G4.09 Imperfect knowledge of estimates of uncertainties in land surface microwave radiative transfer

Gap abstract: 

There is a lack of traceable uncertainties associated with the contribution of land surface microwave radiative transfer to Top of the Atmosphere (TOA) brightness temperatures for microwave imaging and sounding instruments. The land surface emission exhibits significant spatial and temporal variability, particularly in snow- and ice-covered regions. There are a number of sources of uncertainty in the approaches currently used to estimate the land-surface contribution, including the emissivity and skin temperature prior, ineffective cloud and precipitation screening and errors introduced by the simplification of the radiative-transfer equation for practical computations. The accuracy of simulated radiances using Numerical Weather Prediction (NWP) models is limited, for some applications, by the uncertainty in modelled surface emission. Solving this gap will require a combination of different approaches, including the use of experimental campaigns which are useful to validate the overall contribution of the land surface.

Part I Gap description

Primary gap type: 
  • Knowledge of uncertainty budget and calibration
Secondary gap type: 
  • Parameter (missing auxiliary data etc.)
ECVs impacted: 
  • Temperature
  • Water vapour
User category/Application area impacted: 
  • Operational services and service development (meteorological services, environmental services, Copernicus Climate Change Service (C3S) and Atmospheric Monitoring Service (CAMS), operational data assimilation development, etc.)
  • Climate research (research groups working on development, validation and improvement of ECV Climate Data Records)
Non-satellite instrument techniques involved: 
  • Other non-GAIA-CLIM targeted instrument techniques, please specify:
  • G4.01 should be addressed with G4.09

    Argument: Gap 4.01 is concerned with the use of NWP fields for the validation of observations relating to temperature and humidity. This gap (G4.09) identifies one component of the challenge described in G4.01, and affects temperature sounding measurements as well as humidity sounding (and imaging) measurement in the boundary layer and lower troposphere over land.

    G4.08 and G4.10 can be addressed independently

Detailed description: 

Passive microwave observations from satellite radiometers operating in the spectral range from 1-200 GHz are widely used to make remote-sensing measurements of the Earths atmosphere and surface characteristics. Observations in this frequency range are sensitive to atmospheric humidity and temperature, as well as to emission and reflection from the surface. Microwave instruments, which are primarily used to estimate atmospheric temperature and humidity profiles (e.g. AMSU-A, MHS, AMSR-2), can also have a significant contribution from the surface, depending on atmospheric conditions. Currently the calibration/validation (cal/val) of these instruments tends to be carried out only over ocean due to more trustworthy estimates of the surface contribution, but in the future, this should be extended to the land so that cal/val can be performed over the full dynamic range of the instruments. To do this, it is necessary to validate the estimated land-surface contribution to the TOA radiances, and to calculate the associated uncertainties in radiance space.

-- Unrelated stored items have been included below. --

PR #661, opened 2022-06-01
Zett98/wasm ffi

Zett98:
## Problem

We need to have ffi for wasm-vm to be able to manipulate tickets/interact with deku itself
## Solution

Add the ffi and change the wasm-vm interface to fit the ffi


src/bin/deku_cli.ml
```diff
@@ -184,7 +185,7 @@ let info_create_transaction =
   Term.info "create-transaction" ~version:"%\226\128\140%VERSION%%" ~doc ~exits
     ~man
 let create_transaction node_folder sender_wallet_file received_address amount
-    ticket argument vm_flavor =
+    ticket argument vm_flavor tickets =
```
renatoalencar, line 188: Why not merging `ticket` and `tickets` into one single argument and probably add constraints to it later on the code? Having two parameters with almost the same and different purposes makes things a little bit confuse at least.

src/core_deku/contract_context.ml
```diff
@@ -0,0 +1,155 @@
...
+  module S = Helpers.Set.Make (Ticket_handle)
+  let get_or_raise t =
+    Result.map_error
+      ~f:(fun e ->
+        Format.asprintf "%a" Ticket_table.Errors.pp (e :> Ticket_table.Errors.t))
+      t
+    |> Result.ok_or_failwith
+
+  let make ~sender ~table ~self ~source ~tickets ~contracts_table =
+    (module struct
```
renatoalencar, line 44: Why so much mutable state? Why not doing more like Michelson and having stuff as immutable values? It'd be a lot better for testing.

src/core_deku/contract_ffi.ml
```diff
@@ -1,55 +1,172 @@
...
+  | 0 -> load mem x S.self SELF
+  | 1 -> load mem x S.source SOURCE
+  | 2 -> load mem x S.sender SENDER
+  | 3 -> load mem x S.read_ticket READ_TICKET
+  | 4 -> load mem x S.split_ticket SPLIT_TICKET
+  | 5 -> load mem x S.own_ticket OWN_TICKET
+  | 6 -> load mem x S.join_tickets JOIN_TICKETS
+  | 7 -> load mem x S.get_contract_opt GET_CONTRACT_OPT
+  | 8 -> load mem x S.transaction TRANSACTION
+  | _ -> failwith "unimplemented"
```
renatoalencar, line 172: failing would make possible for an external agent to crash the node by running a unimplemented syscall.

renatoalencar (changes requested):
I think that's mostly great, I have just a few questions for now. Let's focus on that first and iterate after that.

src/bin/deku_cli.ml
Zett98: We will be using one ticket to pay for fees, while others are passed in contract argument positions  so we need to track their ownership somehow

src/core_deku/contract_context.ml
Zett98: Its localised per one contract call, so mutable state is not a problem, because it will be used only once per invocation and state should be kept somewhere should be kept somewhere

src/core_deku/contract_ffi.ml
Zett98: We catch all errors inside runtime.ml of wasm_vm library

src/bin/deku_cli.ml
renatoalencar: Right, I think we could make use of more descriptive parameter name.

src/core_deku/contract_context.ml
renatoalencar: All right

src/core_deku/contract_ffi.ml
renatoalencar: So that should be a defined exception and not a failure

Zett98: what's the point of defining an exception if the only thing we can do about it is to abort execution?

src/bin/deku_cli.ml
Zett98: we will change it in June when we will have normal argument parsing for contracts

renatoalencar (approved):

PR #948, opened 2022-10-28
move chain to data encoding

EduardoRFS:
## Problem

Currently we're using Yojson for both serializing to disk and for broadcasting blocks, this is not ideal.

## Solution

Here I added all the encodings need to put the entire Chain on data encoding. The plan is to remove Yojson altogether.


EduardoRFS:
This makes the chain much slower, due to the time spent serializing, but this will be fixed soon.

PR #949, opened 2022-10-28
Ocaml_vm

Zett98:
## Problem

We dont have a wasm vm written in ocaml on Deku

## Solution

Add it


deku-p/src/core/protocol/protocol.ml
```diff
@@ -112,6 +112,7 @@ let apply_operation ~current_level protocol operation :
               with
               | vm_state, ledger -> Some (ledger, Some receipt, vm_state, None)
               | exception External_vm_client.Vm_execution_error error ->
+                  let () = failwith error in
```
d4hines, line 115: This doesn't look right.

d4hines (changes requested):

EduardoRFS (changes requested):
Why did you vendor the interpreter? I assume it is because you made changes, if so which changes? Clean the git history.

EduardoRFS:
Can we go without the WASM changes for now? Specially without the unicode one's, they're tricky to review and I would lilke more time on those.

EduardoRFS:
Also @renatoalencar please review it

deku-c/wasm-vm-ocaml/env.mlid
```diff
@@ -0,0 +1,15 @@
+(* module Contract_address = Deku_ledger.Contract_address
+   module Address = Deku_ledger.Address
+   module Ledger = Deku_ledger.Ledger
+
```
EduardoRFS, line 4: Delete this file?

deku-p/src/core/ledger/ticket_id.mli
```diff
@@ -4,7 +4,7 @@ type ticketer =
 [@@deriving eq, ord, show]
 
 type ticket_id = private Ticket_id of { ticketer : ticketer; data : bytes }
-and t = ticket_id [@@deriving ord, yojson, show]
+and t = ticket_id [@@deriving ord, eq, yojson, show]
```
EduardoRFS, line 7: Why do you need this eq?

deku-c/wasm-vm-ocaml/value.mli
```diff
@@ -0,0 +1,36 @@
...
+  and t =
+    | Int of Z.t
+    | String of string
+    | Bytes of bytes
+    | Bool of int
+    | Pair of t * t
+    | Union of union
+    | List of t list * typ
+    | Option of t option
+    | Unit
```
EduardoRFS, line 18: Unit should be on tuna

EduardoRFS:
Those changes are okay, most of the code is gonna die, so if possible to remove the changes to the interpreter, let's go with it.

deku-c/wasm-vm-ocaml/env.mlid
Zett98: updated the mli

deku-p/src/core/ledger/ticket_id.mli
Zett98: to not do polymorphic eq, but the current vm will be dropped anyways, so i'll remove the eq derivation for now

Zett98:
> Those changes are okay, most of the code is gonna die, so if possible to remove the changes to the interpreter, let's go with it.

I'd keep the changes for now, as they simplified gas metering and decoding and encoding of idents.
With regards to utf-8, Does it even matter? Vm will be rewritten soon enough, and it works with current contracts

deku-p/src/core/protocol/protocol.ml
d4hines: Pavlo explained that it's fixed in the next PR.

d4hines:
From my POV it would be better to merge https://github.com/marigold-dev/deku/pull/954 into this one and merge them together atomically. Other than that LGTM

EduardoRFS:
From my POV this is bad, but it is an improvement over whatever we have. So let's go with it.

deku-c/wasm-vm-ocaml/operation.ml
```diff
@@ -0,0 +1,17 @@
+open Deku_ledger
+open Deku_concepts
+
+type t = {
+  operation : Operations.t;
```
renatoalencar, line 5: I don't see why there's an Operation and an Operations module and how operations could more than one thing, the names should probably change in order to settle the confusion.

deku-c/wasm-vm-ocaml/env.ml
```diff
@@ -0,0 +1,229 @@
...
+                         in
+                         ignore @@ Wasm.Eval.invoke func [ arg ]);
+                    Some (fun (k : (a, _) continuation) -> continue k ())
+                | _ -> None);
+          }
+    with
+    | Failure s -> Error ("unexpected failure. Failure " ^ s)
+    | Wasm.Eval.Crash _ | Wasm.Eval.Exhaustion _ | Wasm.Eval.Link _
+    | Wasm.Eval.Trap _ ->
+        Error "Invalid contract supplied to the vm"
```
renatoalencar, line 173: Don't ignore the actual errors, that makes debugging harder. I think something similar to line 53 is enough for now.

renatoalencar (changes requested):
Looks fine in general, just two small things I've noticed.

renatoalencar (approved):
Looks good

d4hines (approved):
:+1:

PR #951, opened 2022-10-29
Fixes newlines in logs and cycles drops

aguillon:
Newlines in logs were introduced by https://github.com/marigold-dev/deku/commit/de6c7ec6acc00def73ee7ede7e7a3b816e74b6dc - sorry about that

The second commits fixes a production bug which goes like this:
- node 3 fails for some reason, say at level 205185
- the other nodes continue
- when node 3 gets back online, the other nodes reached level 205211, but every block below 205200 was dropped
- node 3 starts receiving and accumulating blocks > 205201, doesn't apply any of them, fills its RAM and dies.

Example of output (before fix) with a cycle of 30 instead of 600:
```
3: deku-node: [INFO] Chain started at level: 40
3: deku-node: [INFO] Incoming block Block [hash:
Db2n1fvMKHCUifW6ggPG4oucDjSsJFg9bEXFSmpZFVLzWTX1Vsgi, level: 61]
3: deku-node: [INFO] accepted: 61
3: deku-node: [INFO] Incoming block Block [hash:
Db2QD8ibFzbYMgb68MV6cX2ywGcG7JdroD1T7BqgqFKAc9z7nNeG, level: 63]
3: deku-node: [INFO] accepted: 63
3: deku-node: [INFO] Incoming block Block [hash:
Db2YZpyZoqMBLNsryy8hfrnGTX2TtoazpPUK6vUrmppLPeDYStcw, level: 62]
3: deku-node: [INFO] accepted: 62
3: deku-node: [INFO] Incoming block Block [hash:
Db2QD8ibFzbYMgb68MV6cX2ywGcG7JdroD1T7BqgqFKAc9z7nNeG, level: 63]
3: deku-node: [INFO] accepted: 63
```

### DIFF
--- a/deku-p/src/core/bin/node/deku_node.ml
+++ b/deku-p/src/core/bin/node/deku_node.ml
@@ -15,7 +15,7 @@ let make_dump_loop ~sw ~env ~folder =
     let chain = Eio.Promise.await promise in
     (try Storage.Chain.write ~env ~folder chain
      with exn ->
-       Logs.err (fun m -> m "storage.failure: %s\n%!" (Printexc.to_string exn)));
+       Logs.err (fun m -> m "storage.failure: %s" (Printexc.to_string exn)));
     loop ()
   in
   let dump chain =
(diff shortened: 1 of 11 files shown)


d4hines (changes requested):
The last commit `fix: drop previous cycle of blocks instead of current one` should be it's own PR, since that's a significant change.

It looks right to me, but it's something I would want to test first.

Other than that, looks good :+1:

aguillon:
As requested on Slack, here's how I tested it:
- change cycle length to 30
- ./start.sh
- wait for network to reach cycle > 30
- kill one node (e.g., 3)
- wait for network to reach cycle > 60
- kill the whole network
- restart, see if 3 catches up

I had to kill the whole network because start.sh/start_node wasn't tested but it should work by just restarting node 3.

d4hines (approved):
I'm satisfied with the testing

PR #954, opened 2022-10-29
@zett98/drop external vm

Zett98:
## Depends

- [ ] #949
## Problem
We need to have a wasm vm written in ocaml, instead of the one in external vm
## Solution

drop the external_vm and plug in the ocaml vm


deku-p/src/cli/mock_transaction.ml
```diff
@@ -1,72 +1,72 @@
-open Deku_concepts
-open Deku_protocol
-open Deku_stdlib
-open Deku_external_vm
-open Cmdliner
-open Common
+(* open Deku_concepts
```
d4hines, line 1:
```suggestion
(* We've dropped support for the External_vm currently.
TODO: uncomment this when we add it back *)
(* open Deku_concepts
```

deku-c/wasm-vm-ocaml/env.ml
```diff
@@ -4,14 +4,16 @@ module Ledger = Deku_ledger.Ledger
 open Deku_stdlib
 
 type t = {
-  self : Contract_address.t;
   sender : Address.t;
```
EduardoRFS, line 7: Why the runtime changes here?

EduardoRFS (changes requested):
Please remove the external vm library, and clear a bit of the commit history, especially the changes regarding the wasm-vm-ocaml library

deku-c/wasm-vm-ocaml/env.ml
Zett98: moved to prev commit

deku-p/src/core/bin/node/deku_node.ml
```diff
@@ -129,7 +127,6 @@ let main params style_renderer log_level =
   (* The VM must be started before the node because this call is blocking  *)
   Logs.info (fun m ->
```
renatoalencar, line 128: This log message is misleading without an actual process/ipc being started, I think it could be removed alongside with the `External_vm_client.start_vm_ipc` call.

renatoalencar (changes requested):
For now I think the only issue is that portion of code that should be removed alongside the rest of the external vm interface.

renatoalencar (approved):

The calculation of the land-surface contribution to the TOA radiances relies on simplified radiative-transfer equations, and estimates of the surface skin temperature and emissivity. It is assumed that the land surface represents a homogeneous body with an emission equal to the skin temperature multiplied by an emissivity. An additional contribution to the TOA brightness temperature is calculated as the atmospheric emission reflected off the surface, which can be assumed to be either a specular or Lambertian reflection (Lambertian for snow-covered surfaces, specular for many other surfaces). In reality, the surface emission is more complex, due to multi-layers with heterogeneous dielectric properties (varying both vertically and horizontally), particularly for snow cover, and the reflection is likely to be not entirely specular or Lambertian. Furthermore, microwave emissions come from layers deeper than the surface (depending on frequency and dielectric properties) and so the use of a skin temperature estimate may not be appropriate for some conditions, particularly over deserts where the penetration depth is higher (see e.g. Norouzi et al; 2012).

As with the ocean surface, physically-based models have been developed to allow the estimation of land surface emissivity (e.g. Wang and Choudhury, 1981; Njoku and Li, 1999; Weng et al., 2001) for different surface types and different frequencies. Methods to estimate the surface type from satellite observations have also been developed (e.g. Grody, 1988). However, in order to accurately calculate the emissivity using physically-based models, a large number of input parameters are required that are difficult to estimate accurately over the spatial scales needed for satellite measurements. Progress in this area is still ongoing, but as a result, it has become necessary to rely on retrievals from satellite observations, following the methods developed by Karbou et al (2006; 2010). At the Met Office, for example, the microwave skin temperature and emissivity values are retrieved simultaneously in a 1D-Var system from the window channels of temperature and humidity sounders. At ECMWF and Meteo-France, the emissivity is also calculated from window channel observations, but with the skin temperature taken from the NWP model values.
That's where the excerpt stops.